Now check the local time/data on your computer. Convert from your local timezone to UTC. Subtract "now" from the download time and do you get DL: 1d 08h 12mn ago when you actually captured this data?

If FahMon is running on a different computer than the WU is running on, you need to check that both clocks are synchronized and that both timezones are set correctly. In any case, if you find a problem with the local date/time, be VERY careful when you change your clock because you can create a condition where the WU expires. There's a setting in FAH's Advanced Config to ignore the local clock which will allow you to change the clock without the current WU expiring.

If that doesn't resolve it, check the settings on the Monitoring tab of the FahMon Preferences.

Re: Project: 3062 (Run 1, Clone 37, Gen 36) Bad?

Posted: Fri Apr 25, 2008 5:15 am
by 7im
MDCRL wrote: This is what the script looks like: are the parts in red correct or typo's?
Not typo's no, bug, yes. Jumbled text in the log is one of the Known Bugs. The list of bugs is in a Sticky Post at the top of the Windows SMP section of the forum.

Re: Project: 3062 (Run 1, Clone 37, Gen 36) Bad?
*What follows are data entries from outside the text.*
Issue #1544, opened 2018-08-03
Release 0.10.0


kevinbarabash:
I was thinking with all of the changes to our docs that I should probably publish to gh-pages again.  Does anyone have any concerns about that?

edemaine:
Sounds good to me.  There are more changes to come, but lots of good stuff already, so seems like a good time.

ylemkimon:
It’d be best to get #1547 merged before.

edemaine:
I'm now of the opinion that we shouldn't publish to gh-pages except when releasing...

ylemkimon:
I've created a Version 0.11.0 milestone, consisting of mostly documentation tasks.

edemaine:
@ylemkimon That is a nice list of documentation issues, and I'll try to help on them. (Let's self-assign issues that we're working on.) But I wonder if they're all necessary for 0.11.0.  We have an important bugfix (`\neq`) and rather large documentation changes in the ready, and I'd rather we release soon (@kevinbarabash said this weekend) and update as needed.

I added the new issue in #1428 which seems important for releasing, though @kevinbarabash (as admin) could still use the current version which directly publishes to `gh-pages`.

The rest seem like "nice to haves" but shouldn't necessarily block a new release; they could easily be added e.g. in "bug-fix" releases.  Or they could move to a 0.12.0 milestone.  (I may have also misinterpreted the list; maybe you had in mind that this weekend's release is 0.10.0 and these are for the next version?)  What do you and others think?

ylemkimon:
@edemaine I was just listing issues that'd be nice to be resolved until the weekend (soft milestone, to-do list), as it's first time we're releasing new version with the website. They are not meant to block the release 😄

ylemkimon:
BTW, the version number should be `0.10.0`, as last release is `0.10.0-beta`. My mistake.

kevinbarabash:
I thought we were going to `0.11.0` b/c there was a breaking change that was going to be deployed.

ylemkimon:
@kevinbarabash Semantic Versioning states:
> A pre-release version indicates that the version is unstable and might not satisfy the intended compatibility requirements as denoted by its associated normal version. 

But as people may be using `^0.10.0-beta`, I think `0.11.0` makes sense.

kevinbarabash:
I didn't realize that.  Cool, let's go with 0.10.0 in that case.

ylemkimon:
[...]

PR #1558, opened 2018-08-07
Support mediawiki

ronkok:
Wikipedia and other mediawiki sites have their own system for generating images of LaTeX expressions. That system has accrued several aliases for LaTeX functions, resulting in a design that their own [math road map](https://www.mediawiki.org/wiki/Extension:Math/Roadmap) calls "somewhat chaotic".

Those additional functions are supported by the LaTeX package [texvc](https://www.ctan.org/pkg/texvc).

This PR adds to KaTeX all of the `texvc` functions that have not been [deprecated](https://en.wikipedia.org/wiki/Help:Displaying_a_formula#Deprecated-syntax). (except `\O`, which conflicts with a pre-existing function, and `\varcoppa`, for which we do not have font support.)

Below is visual confirmation that this PR renders the whole motley group.

mediawiki

### DIFF
--- a/docs/support_table.md
+++ b/docs/support_table.md
@@ -69,15 +69,15 @@ If you know the shape of a character, but not its name, [Detexify](http://detexi
 |\acute|$\acute e$|`\acute e`|
 |\AE|$\text{\AE}$|`\text{\AE}`|
 |\ae|$\text{\ae}$|`\text{\ae}`|
-|\alef| |In master|
-|\alefsym| |In master|
+|\alef|$\alef$||
+|\alefsym|$\alefsym$||
 |\aleph|$\aleph$||
 |{align}|<span style="color:firebrick;">Not supported</span>|see `{aligned}`|
 |{aligned}|$\begin{aligned}a&=b+c\\d+e&=f\end{aligned}$|`\begin{aligned}`<br>&nbsp;&nbsp;&nbsp;`a&=b+c \\`<br>&nbsp;&nbsp;&nbsp;`d+e&=f`<br>`\end{aligned}`|
 |{alignat}|<span style="color:firebrick;">Not supported</span>|see `{alignedat}`|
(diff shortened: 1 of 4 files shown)


ylemkimon:
As there is `texvc` package, I think this qualifies to be in the main KaTeX.

edemaine:
Do we really want the "(in master)" notes in the documentation? We already have features listed in the docs that are master only. (I'd also like to release soon.)

ronkok:
> Do we really want the "(in master)" notes in the documentation? 

No. But what we want even less is an error message, in red, saying that a function is not supported. 

I am writing "In master" on the assumption that the docs may be published to gh-pages at any moment. The documentation is in a shakedown period at present. After things settle down, it may be possible to delay publishing `supported.md` until after a release. In that scenario, we could write feature directly into the docs.

Is it possible to update some but not all of the documentation pages? If, during the period between releases, we want to update some part of the documentation, can we update everything except `supported.md` and `suppport_table.md`? That would fix the problem once we get past this shakedown period.

edemaine:
This is related to #1544.  Perhaps we should only publish at release times, for now.

ronkok:
> Perhaps we should only publish at release times, for now.

That would allow us to update the docs with new functions as they are written. But I worry that we may someday discover that something in the documentation is just wrong and needs to be fixed right away.

ylemkimon:
@edemaine @ronkok If we decide to publish every commit, we can use built CSS (#1520) and `in master` notes are not necessary. Documentation can be updated regardless of whether we publish every release or commit.

ronkok:
@ylemkimon Thank you for the clarification. That changes how I view things. I'll get started on changing "In master" to displaying the actual function.

We need to get #1520 merged before we publish the docs.

ronkok:
I've changed the Support Table, deleting "In master" and instead writing in code to display the function.

When I run `yarn start`, every one of them shows an error. I don't understand why. These functions should run okay with the CSS from the current release. I don't understand why PR #1520 would help them.

ylemkimon:
You probably should build the KaTeX again, by running yarn build at the root.

ronkok:
@ylemkimon Thank you. Your suggestion did the trick and I am very much reassured.

edemaine:
We can publish docs every release once #1521 is merged (soon), then publish every commit once #1520 gets merged (but that, I fear, might want to wait till we get a domain name...).

kevinbarabash:
Wowza... so many symbols!  I'll publishing 0.11.0 and new docs this weekend.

Posted: Mon Apr 28, 2008 6:23 pm
by MDCRL
Thanks 7im...

That was the issue - local time buggered for some reason.... All better now :mrgreen:

I usually do run client w/ ignore local time..... now I know why that is suggested

- & once again.....
We appreciate all the time spent helping to chase down petty gremlins,
despite all the larger issues already taking up much of your time Image

Have a great week and continued good luck with all those other gremlins you all are working on.